◆ Directions ◆
What lines in the records below hold the string "legacy"? Please show them.

◆ Extracted records ◆
■ ■ ■

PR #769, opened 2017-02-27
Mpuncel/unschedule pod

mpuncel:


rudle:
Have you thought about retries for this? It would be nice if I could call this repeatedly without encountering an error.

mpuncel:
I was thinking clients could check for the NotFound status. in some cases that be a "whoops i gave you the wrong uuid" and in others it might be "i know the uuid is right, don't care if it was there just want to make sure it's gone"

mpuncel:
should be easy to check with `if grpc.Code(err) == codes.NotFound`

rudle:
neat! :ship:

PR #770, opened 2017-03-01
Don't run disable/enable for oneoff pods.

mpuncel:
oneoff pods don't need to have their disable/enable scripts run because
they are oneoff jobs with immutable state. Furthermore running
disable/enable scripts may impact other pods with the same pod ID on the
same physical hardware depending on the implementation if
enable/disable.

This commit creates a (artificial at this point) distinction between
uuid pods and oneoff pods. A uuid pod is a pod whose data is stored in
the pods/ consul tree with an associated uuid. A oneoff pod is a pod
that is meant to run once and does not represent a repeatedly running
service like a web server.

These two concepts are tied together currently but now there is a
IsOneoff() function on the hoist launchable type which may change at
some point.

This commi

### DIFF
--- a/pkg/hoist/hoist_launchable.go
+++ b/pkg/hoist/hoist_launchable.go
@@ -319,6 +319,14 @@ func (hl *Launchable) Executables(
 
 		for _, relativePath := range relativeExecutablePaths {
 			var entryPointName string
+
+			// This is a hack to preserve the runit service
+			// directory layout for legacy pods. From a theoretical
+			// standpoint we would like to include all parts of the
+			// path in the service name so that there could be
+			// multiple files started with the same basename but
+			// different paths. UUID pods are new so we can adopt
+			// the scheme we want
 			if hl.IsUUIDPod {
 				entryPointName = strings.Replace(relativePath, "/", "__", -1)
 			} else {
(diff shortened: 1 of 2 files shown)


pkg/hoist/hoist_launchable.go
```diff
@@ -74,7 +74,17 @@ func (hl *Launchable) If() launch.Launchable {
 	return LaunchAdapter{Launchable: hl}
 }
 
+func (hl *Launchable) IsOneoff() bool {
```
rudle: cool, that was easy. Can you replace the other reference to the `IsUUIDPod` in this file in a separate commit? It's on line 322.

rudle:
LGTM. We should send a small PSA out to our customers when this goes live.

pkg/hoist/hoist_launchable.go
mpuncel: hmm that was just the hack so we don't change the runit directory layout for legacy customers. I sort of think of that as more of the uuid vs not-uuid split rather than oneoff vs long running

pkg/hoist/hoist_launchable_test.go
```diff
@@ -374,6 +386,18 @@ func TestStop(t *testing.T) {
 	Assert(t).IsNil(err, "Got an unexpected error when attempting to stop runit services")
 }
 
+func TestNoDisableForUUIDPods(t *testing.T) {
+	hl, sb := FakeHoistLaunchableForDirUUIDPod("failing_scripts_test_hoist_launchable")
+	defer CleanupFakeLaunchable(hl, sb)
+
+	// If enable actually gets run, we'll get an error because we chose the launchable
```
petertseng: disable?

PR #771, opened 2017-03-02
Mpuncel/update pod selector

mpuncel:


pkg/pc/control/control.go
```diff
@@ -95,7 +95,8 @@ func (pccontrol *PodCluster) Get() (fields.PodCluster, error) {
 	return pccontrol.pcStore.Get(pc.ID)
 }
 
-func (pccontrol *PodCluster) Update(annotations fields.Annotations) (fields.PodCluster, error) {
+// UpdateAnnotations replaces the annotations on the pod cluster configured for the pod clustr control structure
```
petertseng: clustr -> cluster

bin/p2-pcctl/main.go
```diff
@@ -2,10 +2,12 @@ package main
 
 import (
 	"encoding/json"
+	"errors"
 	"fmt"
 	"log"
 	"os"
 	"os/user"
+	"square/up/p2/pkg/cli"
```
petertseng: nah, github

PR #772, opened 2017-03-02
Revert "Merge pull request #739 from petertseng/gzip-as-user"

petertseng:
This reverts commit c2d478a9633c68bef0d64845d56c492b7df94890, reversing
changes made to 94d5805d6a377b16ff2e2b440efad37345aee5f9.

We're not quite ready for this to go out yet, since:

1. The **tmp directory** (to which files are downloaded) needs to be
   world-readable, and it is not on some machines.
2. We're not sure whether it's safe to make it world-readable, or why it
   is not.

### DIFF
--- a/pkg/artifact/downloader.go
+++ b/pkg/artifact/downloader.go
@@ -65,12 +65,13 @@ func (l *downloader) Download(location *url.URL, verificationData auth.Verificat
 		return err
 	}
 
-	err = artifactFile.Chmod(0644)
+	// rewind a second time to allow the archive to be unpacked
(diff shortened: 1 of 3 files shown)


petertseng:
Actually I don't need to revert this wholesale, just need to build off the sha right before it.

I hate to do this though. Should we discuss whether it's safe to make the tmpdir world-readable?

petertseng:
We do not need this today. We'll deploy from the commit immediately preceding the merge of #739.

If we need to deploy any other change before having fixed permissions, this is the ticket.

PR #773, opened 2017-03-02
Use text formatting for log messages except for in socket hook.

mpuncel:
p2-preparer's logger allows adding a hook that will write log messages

■ ■ ■

◆ Written response ◆
+			// directory layout for legacy pods. From a theoretical
mpuncel: hmm that was just the hack so we don't change the runit directory layout for legacy customers. I sort of think of that as more of the uuid vs not-uuid split rather than oneoff vs long running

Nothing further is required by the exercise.